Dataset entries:
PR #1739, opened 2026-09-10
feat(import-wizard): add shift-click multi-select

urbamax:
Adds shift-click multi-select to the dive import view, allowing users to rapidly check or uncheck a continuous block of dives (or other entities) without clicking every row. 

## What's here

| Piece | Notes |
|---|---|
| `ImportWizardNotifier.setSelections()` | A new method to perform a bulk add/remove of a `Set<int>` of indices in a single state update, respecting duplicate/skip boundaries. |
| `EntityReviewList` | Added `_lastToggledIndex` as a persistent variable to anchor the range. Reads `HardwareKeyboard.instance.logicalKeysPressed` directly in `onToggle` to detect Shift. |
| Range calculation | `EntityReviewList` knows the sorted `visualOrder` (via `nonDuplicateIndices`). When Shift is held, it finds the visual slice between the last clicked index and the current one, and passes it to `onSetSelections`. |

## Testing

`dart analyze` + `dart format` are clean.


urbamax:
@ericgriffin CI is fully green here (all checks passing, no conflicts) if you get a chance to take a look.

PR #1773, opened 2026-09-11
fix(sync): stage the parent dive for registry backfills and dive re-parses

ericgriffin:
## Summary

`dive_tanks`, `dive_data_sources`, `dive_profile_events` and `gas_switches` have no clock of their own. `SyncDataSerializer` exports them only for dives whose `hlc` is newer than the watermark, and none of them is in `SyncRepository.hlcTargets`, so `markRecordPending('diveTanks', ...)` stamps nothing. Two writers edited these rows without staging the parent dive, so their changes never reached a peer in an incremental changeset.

...

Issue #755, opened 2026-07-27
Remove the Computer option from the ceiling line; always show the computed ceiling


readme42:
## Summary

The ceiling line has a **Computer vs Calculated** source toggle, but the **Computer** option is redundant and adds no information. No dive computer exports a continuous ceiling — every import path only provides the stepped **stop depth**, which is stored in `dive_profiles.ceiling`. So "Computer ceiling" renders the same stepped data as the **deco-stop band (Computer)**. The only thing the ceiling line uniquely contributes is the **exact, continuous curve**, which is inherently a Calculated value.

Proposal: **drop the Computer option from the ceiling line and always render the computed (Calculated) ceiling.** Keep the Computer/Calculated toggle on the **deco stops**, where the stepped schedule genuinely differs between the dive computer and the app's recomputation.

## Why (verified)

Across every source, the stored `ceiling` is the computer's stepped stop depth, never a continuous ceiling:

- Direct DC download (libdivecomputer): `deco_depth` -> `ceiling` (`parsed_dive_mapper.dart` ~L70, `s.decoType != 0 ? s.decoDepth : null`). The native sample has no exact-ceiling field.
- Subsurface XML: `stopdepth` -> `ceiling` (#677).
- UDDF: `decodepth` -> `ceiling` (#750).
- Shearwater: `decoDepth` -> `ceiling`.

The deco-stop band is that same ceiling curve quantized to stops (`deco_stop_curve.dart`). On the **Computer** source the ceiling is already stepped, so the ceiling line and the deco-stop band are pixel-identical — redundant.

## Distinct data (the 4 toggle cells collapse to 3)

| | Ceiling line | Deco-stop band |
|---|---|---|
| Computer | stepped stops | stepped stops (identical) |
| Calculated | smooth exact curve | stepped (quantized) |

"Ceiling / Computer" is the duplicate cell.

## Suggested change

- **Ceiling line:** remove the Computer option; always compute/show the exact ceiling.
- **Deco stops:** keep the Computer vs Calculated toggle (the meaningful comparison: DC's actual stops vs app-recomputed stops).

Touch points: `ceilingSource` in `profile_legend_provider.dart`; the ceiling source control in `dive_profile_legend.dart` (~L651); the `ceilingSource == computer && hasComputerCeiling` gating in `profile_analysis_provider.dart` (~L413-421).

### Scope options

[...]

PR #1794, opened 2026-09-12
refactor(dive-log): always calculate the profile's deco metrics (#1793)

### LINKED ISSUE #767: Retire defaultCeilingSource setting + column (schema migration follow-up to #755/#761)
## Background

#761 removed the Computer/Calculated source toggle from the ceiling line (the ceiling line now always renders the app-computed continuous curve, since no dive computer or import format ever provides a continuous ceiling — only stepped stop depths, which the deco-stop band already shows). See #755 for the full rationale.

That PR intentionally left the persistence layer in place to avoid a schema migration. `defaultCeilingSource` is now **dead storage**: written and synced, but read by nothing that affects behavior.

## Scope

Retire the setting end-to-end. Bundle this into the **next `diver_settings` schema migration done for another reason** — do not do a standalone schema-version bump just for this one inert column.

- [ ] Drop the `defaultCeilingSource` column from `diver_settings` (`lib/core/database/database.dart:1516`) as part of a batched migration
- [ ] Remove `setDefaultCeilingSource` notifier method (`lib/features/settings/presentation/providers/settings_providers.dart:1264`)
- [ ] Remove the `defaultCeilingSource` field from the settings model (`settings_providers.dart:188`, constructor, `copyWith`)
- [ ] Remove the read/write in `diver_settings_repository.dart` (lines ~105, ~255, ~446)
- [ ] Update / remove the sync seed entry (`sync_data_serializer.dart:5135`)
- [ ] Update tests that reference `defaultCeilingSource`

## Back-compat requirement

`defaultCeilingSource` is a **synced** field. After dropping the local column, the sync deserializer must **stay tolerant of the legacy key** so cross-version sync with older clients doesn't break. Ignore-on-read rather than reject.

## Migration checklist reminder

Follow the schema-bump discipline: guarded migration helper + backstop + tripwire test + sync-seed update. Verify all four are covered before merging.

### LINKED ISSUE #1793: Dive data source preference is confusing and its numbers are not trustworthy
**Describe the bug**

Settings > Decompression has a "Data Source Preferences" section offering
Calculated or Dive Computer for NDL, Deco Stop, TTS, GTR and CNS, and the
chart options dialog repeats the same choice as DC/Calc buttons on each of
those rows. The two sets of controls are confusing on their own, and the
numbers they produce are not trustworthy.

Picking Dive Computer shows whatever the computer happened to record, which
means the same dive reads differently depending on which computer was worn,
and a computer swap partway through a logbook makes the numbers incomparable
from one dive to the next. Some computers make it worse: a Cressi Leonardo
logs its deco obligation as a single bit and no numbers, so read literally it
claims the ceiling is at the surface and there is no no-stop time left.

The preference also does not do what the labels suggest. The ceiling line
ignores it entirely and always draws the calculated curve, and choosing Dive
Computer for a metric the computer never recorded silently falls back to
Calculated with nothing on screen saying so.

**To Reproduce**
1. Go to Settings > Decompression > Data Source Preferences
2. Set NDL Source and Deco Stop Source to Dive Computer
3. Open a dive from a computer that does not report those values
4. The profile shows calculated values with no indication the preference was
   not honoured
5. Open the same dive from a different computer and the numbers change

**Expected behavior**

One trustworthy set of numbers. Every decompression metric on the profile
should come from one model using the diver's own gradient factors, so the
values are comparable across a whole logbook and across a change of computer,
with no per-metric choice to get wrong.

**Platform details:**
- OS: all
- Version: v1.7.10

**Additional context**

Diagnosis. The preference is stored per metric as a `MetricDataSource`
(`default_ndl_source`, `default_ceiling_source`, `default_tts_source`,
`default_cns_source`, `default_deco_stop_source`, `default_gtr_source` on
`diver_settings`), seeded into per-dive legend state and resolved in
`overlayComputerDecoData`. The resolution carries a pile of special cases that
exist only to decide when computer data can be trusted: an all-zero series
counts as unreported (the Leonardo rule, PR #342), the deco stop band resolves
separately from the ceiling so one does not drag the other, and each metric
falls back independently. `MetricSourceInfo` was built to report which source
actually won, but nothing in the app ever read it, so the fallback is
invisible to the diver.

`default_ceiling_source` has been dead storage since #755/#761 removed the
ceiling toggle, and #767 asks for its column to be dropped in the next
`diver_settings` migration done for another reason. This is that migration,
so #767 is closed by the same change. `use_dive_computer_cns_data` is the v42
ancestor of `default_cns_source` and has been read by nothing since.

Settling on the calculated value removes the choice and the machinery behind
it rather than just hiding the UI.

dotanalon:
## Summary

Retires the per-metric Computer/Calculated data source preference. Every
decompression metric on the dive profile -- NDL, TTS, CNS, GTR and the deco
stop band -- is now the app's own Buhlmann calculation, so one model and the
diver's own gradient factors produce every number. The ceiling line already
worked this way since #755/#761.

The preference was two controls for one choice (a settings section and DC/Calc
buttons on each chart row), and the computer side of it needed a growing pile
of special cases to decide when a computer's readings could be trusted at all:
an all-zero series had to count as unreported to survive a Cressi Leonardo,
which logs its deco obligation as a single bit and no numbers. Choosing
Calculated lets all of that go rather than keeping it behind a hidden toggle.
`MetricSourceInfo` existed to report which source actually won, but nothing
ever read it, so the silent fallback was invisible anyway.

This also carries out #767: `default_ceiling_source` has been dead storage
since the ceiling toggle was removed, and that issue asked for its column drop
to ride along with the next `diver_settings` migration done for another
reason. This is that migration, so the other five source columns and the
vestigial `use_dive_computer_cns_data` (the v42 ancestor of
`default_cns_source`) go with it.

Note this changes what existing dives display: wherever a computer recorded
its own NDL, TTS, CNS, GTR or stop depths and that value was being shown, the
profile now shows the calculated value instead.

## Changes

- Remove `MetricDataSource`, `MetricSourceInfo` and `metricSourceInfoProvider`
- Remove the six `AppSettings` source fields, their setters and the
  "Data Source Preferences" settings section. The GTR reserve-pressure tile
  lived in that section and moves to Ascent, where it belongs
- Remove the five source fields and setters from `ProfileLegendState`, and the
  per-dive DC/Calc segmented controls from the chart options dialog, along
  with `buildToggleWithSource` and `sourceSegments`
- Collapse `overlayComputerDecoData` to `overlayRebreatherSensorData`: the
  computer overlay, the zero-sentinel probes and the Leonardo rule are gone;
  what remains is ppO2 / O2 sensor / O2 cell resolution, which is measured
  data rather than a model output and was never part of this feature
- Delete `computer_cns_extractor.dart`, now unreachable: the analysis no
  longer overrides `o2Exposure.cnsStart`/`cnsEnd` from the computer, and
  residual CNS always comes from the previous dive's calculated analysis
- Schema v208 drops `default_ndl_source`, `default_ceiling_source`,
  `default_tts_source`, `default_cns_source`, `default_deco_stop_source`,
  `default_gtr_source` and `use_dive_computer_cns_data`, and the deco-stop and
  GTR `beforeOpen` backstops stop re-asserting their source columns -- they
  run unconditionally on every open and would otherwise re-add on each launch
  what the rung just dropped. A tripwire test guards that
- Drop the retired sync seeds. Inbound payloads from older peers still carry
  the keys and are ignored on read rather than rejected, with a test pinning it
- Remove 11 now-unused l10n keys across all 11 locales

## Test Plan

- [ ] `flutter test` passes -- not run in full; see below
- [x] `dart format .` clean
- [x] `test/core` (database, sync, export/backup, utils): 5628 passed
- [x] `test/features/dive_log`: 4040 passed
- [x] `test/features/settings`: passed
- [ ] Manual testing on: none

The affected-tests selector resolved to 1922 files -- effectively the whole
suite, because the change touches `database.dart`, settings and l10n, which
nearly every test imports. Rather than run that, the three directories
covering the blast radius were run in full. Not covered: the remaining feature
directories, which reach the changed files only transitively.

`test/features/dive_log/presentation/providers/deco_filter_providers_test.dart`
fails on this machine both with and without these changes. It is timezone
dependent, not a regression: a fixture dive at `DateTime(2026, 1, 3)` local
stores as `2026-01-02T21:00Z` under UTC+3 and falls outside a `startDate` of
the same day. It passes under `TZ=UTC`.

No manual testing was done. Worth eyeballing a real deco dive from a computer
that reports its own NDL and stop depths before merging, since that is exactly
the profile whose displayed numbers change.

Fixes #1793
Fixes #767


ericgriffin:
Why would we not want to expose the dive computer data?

EXERCISE DETAILS: The required output is every line above from the one with "the deco-stop and" down to the one with "## Test Plan", restated word for word, ends included.

TASK OUTPUT:
  `default_gtr_source` and `use_dive_computer_cns_data`, and the deco-stop and
  GTR `beforeOpen` backstops stop re-asserting their source columns -- they
  run unconditionally on every open and would otherwise re-add on each launch
  what the rung just dropped. A tripwire test guards that
- Drop the retired sync seeds. Inbound payloads from older peers still carry
  the keys and are ignored on read rather than rejected, with a test pinning it
- Remove 11 now-unused l10n keys across all 11 locales

## Test Plan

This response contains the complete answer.